Drivers of Layered Circulations in the South China Sea: Volume Flux or Vorticity Flux?

TL;DR

This study uses numerical simulations and analytical modeling to demonstrate that volume flux, rather than vorticity flux, primarily drives the layered circulation in the South China Sea, challenging previous hypotheses.

Contribution

The paper provides evidence that volume flux is the main driver of layered circulations in the SCS, supported by simulations and analytical solutions, overturning the vorticity flux hypothesis.

Findings

Deep inflow through Luzon Strait drives the layered circulation.

Vorticity flux has negligible impact on the CAC structure.
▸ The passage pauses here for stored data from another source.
PR #256, opened 2016-06-07
Permit theforeman/foreman 6.x

domcleal:


mmoll:
Merged, thanks @domcleal!
I did branch off 3.0-stable before that, as I'll open a backwards incompatible cleanup PR soon and think it's good to have that seperation <1.11 right away.

PR #257, opened 2016-06-07
remove formerly deprecated parameters and code

mmoll:
- remove libvirt_backend parameter
- remove puppet_split_config_files parameter
- mark Fedora 24 supported instead of Fedora 21
- remove Debian 7 (wheezy) support
- remove Ubuntu 12.04 (precise) 

the changelog would also come in another PR here

### DIFF
--- a/README.md
+++ b/README.md
@@ -22,17 +22,11 @@ required.
 
 ## Compatibility
 
-This module only supports Smart Proxy 1.11 or higher as of version 3.0, as the
+This module only supports Smart Proxy 1.12 or higher as of version 4.0, as the
 configuration layout changed significantly.
 
-To configure older versions of the Smart Proxy (1.5 to 1.10), use version 2.x
-of this module.
-
-### 1.11 compatibility notes
-
-* Puppet users must set `puppet_split_config_files => false` to keep a single
-  puppet.yml configuration file.
-* If using the virsh DHCP/DNS provider, `libvirt_backend => "virsh"` must be set.
+To configure older versions of the Smart Proxy use version 2.x of this module
+for 1.5 to 1.10 and 3.x for 1.11.
 
 # Contributing
 
--- a/manifests/init.pp
+++ b/manifests/init.pp
@@ -93,9 +93,6 @@
 # $puppet::                     Enable Puppet module for environment imports and Puppet runs
 #                               type:boolean
 #
-# $puppet_split_config_files::  Split Puppet configuration files. This is needed since version 1.12.
-#                               type:boolean
-#
 # $puppet_listen_on::           Puppet feature to listen on https, http, or both
 #
 # $puppetrun_provider::         Provider for running/kicking Puppet agents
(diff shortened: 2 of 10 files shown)


README.md
```diff
@@ -22,17 +22,11 @@ required.
...
 ## Compatibility
 
-This module only supports Smart Proxy 1.11 or higher as of version 3.0, as the
+This module only supports Smart Proxy 1.12 or higher as of version 4.0, as the
 configuration layout changed significantly.
 
-To configure older versions of the Smart Proxy (1.5 to 1.10), use version 2.x
-of this module.
-
-### 1.11 compatibility notes
```
ekohl: A note about Foreman compatibility could be useful.

manifests/params.pp
```diff
@@ -50,8 +50,13 @@
 
       $keyfile  = '/etc/bind/rndc.key'
       $nsupdate = 'dnsutils'
-      if  ($::operatingsystem == 'Debian') and (versioncmp($::operatingsystemrelease, '8.0') >= 0) or
```
ekohl: Have we dropped wheezy support?

ekohl: Oh right, that is EOL upstream as well.

README.md
mmoll: After this being merged, the module is only compatible with 1.12+ and no parameters can be set to get backwards compatible config files, so I hope the existing notes are sufficient. ;)

ekohl: I think you're right.

manifests/init.pp
```diff
@@ -425,7 +418,7 @@
   }
   if $puppetrun_provider {
     validate_string($puppetrun_provider)
-    if $puppetrun_provider == 'puppetssh' and $puppet_split_config_files {
+    if $puppetrun_provider == 'puppetssh' {
       $real_puppetrun_provider = 'ssh'
       warning('foreman_proxy::puppetrun_provider should be "ssh", not "puppetssh" for 1.12 and above')
```
domcleal: You'd probably want to get rid of this compatibility layer too?

mmoll: I wanted, but was unsure about the timing... So it would be OK to change the warning to a fail and basically reverting most of 49fd8a39?

domcleal: I think so, or even remove it entirely. If master becomes 1.12 only then we probably don't have to worry about compatibility with 1.11 parameter values.

mmoll: allright, done :)

domcleal:
:+1: all looks correct to me.

templates/dns.yml.erb
```diff
@@ -5,7 +5,7 @@
 #   <%= "dns_" %>dnscmd (Microsoft Windows native implementation)
```
ekohl: I'm looking at this and wonder if this isn't just ```dns_dnscmd```. Do we need the ruby print thing?

ekohl:
:+1:

templates/dns.yml.erb
domcleal: Yeah, that's my mistake from 8346937a, there's no need for ERB here or in dhcp.yml.erb!

mmoll: leftover of f4d1c44, which could have been deleted with 8346937, I'll remove it here, thanks! :)

ekohl:
:+1:

mmoll:
There we go... In addition to the template cleanup, I also removed a factually duplicated test in spec/classes/foreman_proxy__config__spec.rb

brandonweeks:
Merged, thanks @mmoll!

Analytical solutions support volume flux dominance.

Abstract

The South China Sea (SCS) features a unique layered circulation structure known as the cyclonic-anticyclonic-cyclonic (CAC) pattern, whose driving mechanisms remain a subject of debate. This study employs idealized numerical simulations using the MITgcm to investigate the role of volume flux and vorticity flux through the Luzon Strait (LS) to the SCS circulation. The control experiment successfully reproduces the observed "sandwiched" transport structure at the LS and the CAC circulation within the SCS. Sensitivity experiments, in which planetary vorticity is set to zero in the Pacific and LS, reveal that the CAC structure is insensitive to vorticity flux input. By applying the Stommel-Arons model to Cartesian coordinates, we provide analytical solutions that align with the simulation results, supporting the volume flux-driven hypothesis. Our findings suggest that the deep inflow through the LS is the primary driver of the layered circulation system, while the middle-layer outflow is a dynamical consequence. These results challenge the vorticity flux-driven hypothesis and offer new insights into the dynamics of layered circulations in the SCS.